La coscienza civile e morale non può accettare questa falsa ineluttabilità, così come non accetta l’idea della ineluttabilità delle guerre o degli stermini inter-etnici.

Impegno dei legislatori

4. Grande attenzione meritano i capitoli dell’Enciclica che riguardano il rapporto fra legge civile e legge morale, per l’importanza crescente che essi sono destinati ad avere nel risanamento della vita sociale. Vi si chiede ai pastori, ai fedeli e agli uomini di buona volontà, specialmente se legislatori, un rinnovato e concorde impegno per la modifica delle leggi ingiuste che legittimano o tollerano tali violenze.

Non si lasci nulla di intentato per eliminare il delitto legalizzato o almeno per limitare il danno di tali leggi, mantenendo viva la consapevolezza del dovere radicale di rispettare il diritto alla vita dal concepimento alla morte naturale di ogni essere umano, fosse anche l’ultimo e il meno dotato.

Edificare una nuova cultura della vita

5. Ma un altro campo molto ampio di impegno in difesa della vita si apre alla intraprendenza della comunità dei credenti: è l’ambito pastorale ed educativo, sul quale si sofferma la quarta parte dell’Enciclica, tracciando concrete indicazioni per l’edificazione di una nuova cultura della vita. In questi cinque anni numerose iniziative sono state avviate nelle diocesi e nelle parrocchie, ma molto resta ancora da fare.

Un’autentica pastorale della vita non può essere semplicemente delegata a movimenti specifici, pur sempre meritori, operanti nel campo socio-politico. Essa deve sempre restare quale parte integrante della pastorale ecclesiale, a cui spetta il compito di annunciare il «Vangelo della vita». Affinché ciò avvenga in modo efficace, è importante la messa in opera sia di adeguati piani educativi che di servizi e di strutture concrete di accoglienza.

Ciò suppone innanzitutto la preparazione degli operatori pastorali nei Seminari e negli Istituti di Teologia; richiede poi il retto e concorde insegnamento della morale nelle varie forme di catechesi e di formazione delle coscienze; si concretizza, infine, nell’allestimento di quei servizi che possano consentire a tutte le persone in difficoltà di trovare il necessario aiuto.

Attraverso una concorde azione educativa nelle famiglie e nelle scuole, si cercherà di far sì che i servizi assumano il valore di «segno» e di messaggio. Come la comunità ha bisogno di luoghi di culto, così essa deve sentire il bisogno di organizzare, soprattutto a livello diocesano, servizi educativi e operativi per il sostegno alla vita umana, servizi che siano frutto della carità e segno di vitalità.

Modificare la mentalità e il costume

6. La modifica delle leggi non può non essere preceduta e accompagnata dalla modifica della mentalità e del costume su vasta scala, in modo capillare e visibile. La Chiesa in questo ambito non lascerà nulla di intentato né potrà accettare negligenze o colpevoli silenzi.

Mi rivolgo in modo particolare a quei giovani che sono sensibili al rispetto dei valori della corporeità e anzitutto dello stesso valore della vita concepita: siano essi i primi artefici e beneficiari del lavoro che si farà nel contesto della pastorale della vita.

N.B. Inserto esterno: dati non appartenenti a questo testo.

PR #7193, opened 2020-07-29
[IOTracing PR4] Store FSWritableFilePtr object in WritableFileWriter

akankshamahajan15:
Summary: Replace FSWritableFile pointer with FSWritableFilePtr
    object in WritableFileWriter.
    This new object wraps FSWritableFile pointer.

    Objective: If tracing is enabled, FSWritableFile Ptr returns
    FSWritableFileTracingWrapper pointer that includes all necessary
    information in IORecord and calls underlying FileSystem and invokes
    IOTracer to dump that record in a binary file. If tracing is disabled
    then, underlying FileSystem pointer is returned directly.
    FSWritableFilePtr wrapper class is added to bypass the
    FSWritableFileWrapper when
    tracing is disabled.

    Test Plan: make check -j64

    Reviewers:

    Subscribers:

    Tasks:

    Tags:


db/compaction/compaction_job.cc
```diff
@@ -1542,7 +1542,8 @@ Status CompactionJob::OpenCompactionOutputFile(
                            &syncpoint_arg);
 #endif
   Status s;
-  IOStatus io_s = NewWritableFile(fs_, fname, &writable_file, file_options_);
```
zhichao-cao, line 1545: Is it possible that we change the fs_ pointer instead of using db_options_.fs.GetFileSystem().get() directly. It might cause potential that using different fs_ in the same compaction job.

db/flush_job.cc
```diff
@@ -400,10 +400,10 @@ Status FlushJob::WriteLevel0Table() {
           output_compression_, mutable_cf_options_.sample_for_compression,
           mutable_cf_options_.compression_opts,
           mutable_cf_options_.paranoid_file_checks, cfd_->internal_stats(),
-          TableFileCreationReason::kFlush, &io_s, event_logger_,
-          job_context_->job_id, Env::IO_HIGH, &table_properties_, 0 /* level */,
-          creation_time, oldest_key_time, write_hint, current_time, db_id_,
-          db_session_id_);
+          TableFileCreationReason::kFlush, &io_s, nullptr /*IOTracer*/,
```
anand1976, line 403: Can we cache io_tracer in the constructor and pass it here? Otherwise flush IO calls will not get traced.

db/version_set.cc
```diff
@@ -1284,8 +1284,8 @@ Status Version::GetTableProperties(std::shared_ptr<const TableProperties>* tp,
   // pass the magic number check in the footer.
   std::unique_ptr<RandomAccessFileReader> file_reader(
       new RandomAccessFileReader(
-          std::move(file), file_name, nullptr /* env */, nullptr /* stats */,
-          0 /* hist_type */, nullptr /* file_read_hist */,
+          std::move(file), file_name, nullptr /* env */, nullptr /* IOTracer */,
```
anand1976, line 1287: I thought io_tracer is passed as an argument to the constructor. Can we use that instead of ```nullptr```?

env/file_system_tracer.h
```diff
@@ -265,24 +270,35 @@ class FSWritableFileTracingWrapper : public FSWritableFileWrapper {
...
-      : fs_(fs),
+  FSWritableFilePtr(std::unique_ptr<FSWritableFile>&& fs,
+                    const std::shared_ptr<IOTracer>& io_tracer)
+      : fs_(std::move(fs)),
         io_tracer_(io_tracer),
-        fs_tracer_(new FSWritableFileTracingWrapper(fs_, io_tracer_)) {}
-
-  explicit FSWritableFilePtr(FSWritableFile* fs)
-      : fs_(fs), io_tracer_(nullptr), fs_tracer_(nullptr) {}
+        fs_tracer_(new FSWritableFileTracingWrapper(fs_.get(), io_tracer_)) {}
```
anand1976, line 277: Can we make ```fs_tracer_``` of type ```FSWritableFileTracingWrapper``` and avoid the extra allocation?

akankshamahajan15: Originally, ```WritableFileWriter::Close``` checks if ```FSWritableFile``` ptr is  then return else does some work and close the file and set ```FSWritableFile``` ptr to null. (WritableFileWriter::Close can be called twice). So I kept ```FSWritableFileTracingWrapper``` pointer here so that I can reset it to nullptr in ```WritableFileWriter::Close```  and can check if its null or not by ``` if(writable_file_.get() != nullptr)```

db/flush_job_test.cc
```diff
@@ -466,14 +466,14 @@ TEST_F(FlushJobTest, Snapshots) {
...
-                     &event_logger, true, true /* sync_output_directory */,
-                     true /* write_manifest */, Env::Priority::USER);
+  FlushJob flush_job(
+      dbname_, versions_->GetColumnFamilySet()->GetDefault(), db_options_,
+      *cfd->GetLatestMutableCFOptions(), nullptr /* memtable_id */,
+      env_options_, versions_.get(), &mutex_, &shutting_down_, snapshots,
+      kMaxSequenceNumber, snapshot_checker, &job_context, nullptr, nullptr,
+      nullptr, kNoCompression, db_options_.statistics.get(), &event_logger,
+      true, true /* sync_output_directory */, true /* write_manifest */,
+      Env::Priority::USER, nullptr /*IOTracer*/);
```
zhichao-cao, line 476: One question, for IOtracer here, we pass nullptr. Is this a temporal change? In later on PR, it will be removed?

db/version_edit_handler.h
```diff
@@ -36,7 +36,7 @@ class VersionEditHandler {
       bool read_only,
       const std::vector<ColumnFamilyDescriptor>& column_families,
       VersionSet* version_set, bool track_missing_files,
-      bool ignore_missing_files);
+      bool ignore_missing_files, const std::shared_ptr<IOTracer>& io_tracer);
```
zhichao-cao, line 39: Since io_tracer is a shared_ptr type, is it necessary to use reference?

db/flush_job_test.cc
akankshamahajan15: Right now, nullptr is passed as IOTracer where it can't be accessed. It's created in ```DBImpl``` and then passed to all constructors. We can make changes in future  to create separate IOTracer pointer where it can't be passed from ```DBImpl```.

zhichao-cao: I see, thanks for the explanation!

file/writable_file_writer.cc
```diff
@@ -197,7 +197,7 @@ IOStatus WritableFileWriter::Close() {
     s = interim;
   }
 
-  writable_file_.reset();
+  writable_file_.Reset();
```
anand1976, line 200: Nit: Can we call it ```reset``` to make it consistent with ```get```?

anand1976 (approved):
LGTM

db/version_edit_handler.h
akankshamahajan15: I used reference to avoid copy as this pointer will not be deleted till DBImpl is destroyed or someone call DB::EndIOTrace().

Rinnovo poi l’appello che nell’Enciclica ho rivolto a tutta la Chiesa: agli scienziati e ai medici, agli educatori e alle famiglie come a quanti operano nei mezzi di comunicazione sociale e, in modo speciale, ai cultori del diritto e ai legislatori.

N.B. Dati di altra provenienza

PR #7195, opened 2020-07-29
Add a new EntryType for deletion with timestamp

riversand963:
Add `kEntryDeleteWithTimestamp` to `EntryType` which is a public API.

Test plan:
make check

### DIFF
--- a/include/rocksdb/types.h
+++ b/include/rocksdb/types.h
@@ -18,14 +18,15 @@ typedef uint64_t SequenceNumber;
 const SequenceNumber kMinUnCommittedSeq = 1;  // 0 is always committed
 
 // User-oriented representation of internal key types.
+// Ordering of this enum entries should not change.
 enum EntryType {
   kEntryPut,
   kEntryDelete,
-  kEntryDeleteWithTimestamp,
   kEntrySingleDelete,
   kEntryMerge,
   kEntryRangeDeletion,
   kEntryBlobIndex,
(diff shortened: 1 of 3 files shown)


riversand963:
Will update HISTORY.md later.
IMO, I think `EntryType` should use safer enum types supported in C++, or at least assign values explicitly, but for now I'll stick to the current convention.

riversand963:
cc @hliu18

hliu18:
LGTM

include/rocksdb/types.h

Sarà grazie all’impegno di tutti che il diritto alla vita potrà trovare, in questo mondo a cui non mancano i beni necessari se ben distribuiti, concreta applicazione. Solo così si supererà quella sorta di silenziosa e crudele selezione per cui i più deboli vengono ingiustamente eliminati.

Ogni persona di buona volontà si senta chiamata a mobilitarsi per questa grande causa. La sostenga la convinzione che ogni passo fatto in difesa del diritto alla vita e nella concreta promozione di esso è un passo verso la pace e la civiltà.

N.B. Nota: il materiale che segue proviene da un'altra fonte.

PR #7198, opened 2020-07-29
[IOTracing PR5] Use FSRandomRWFilePtr Object to call underlying file system.

akankshamahajan15:
Summary: Replace FSRandomRWFile pointer with FSRandomRWFilePtr object in the rocksdb internal code.
This new object wraps FSRandomRWFile pointer.

Objective: If tracing is enabled, FSRandomRWFile object returns FSRandomRWFileTracingWrapper pointer that includes all necessary information in IORecord and calls underlying FileSystem and invokes IOTracer to dump that record in a binary file. If tracing is disabled then, underlying FileSystem pointer is returned directly.
FSRandomRWFilePtr wrapper class is added to bypass the FSRandomRWFileWrapper when
tracing is disabled.

Test Plan: make check -j64

Reviewers:

Subscribers:

Tasks:

Tags:


zhichao-cao (approved):
LGTM, thanks!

Confidando che questa commemorazione possa suscitare nuovo e concreto slancio di impegno in difesa della vita umana e per la diffusione della cultura della vita, invoco su tutti voi e su quanti si adoperano con voi in questo delicato settore l’intercessione di Maria «Aurora del mondo nuovo e Madre dei viventi» (Evangelium vitae, 105) e vi imparto di cuore la Benedizione Apostolica.

Romana, n. 30, Gennaio-Giugno 2000, p. 14-17.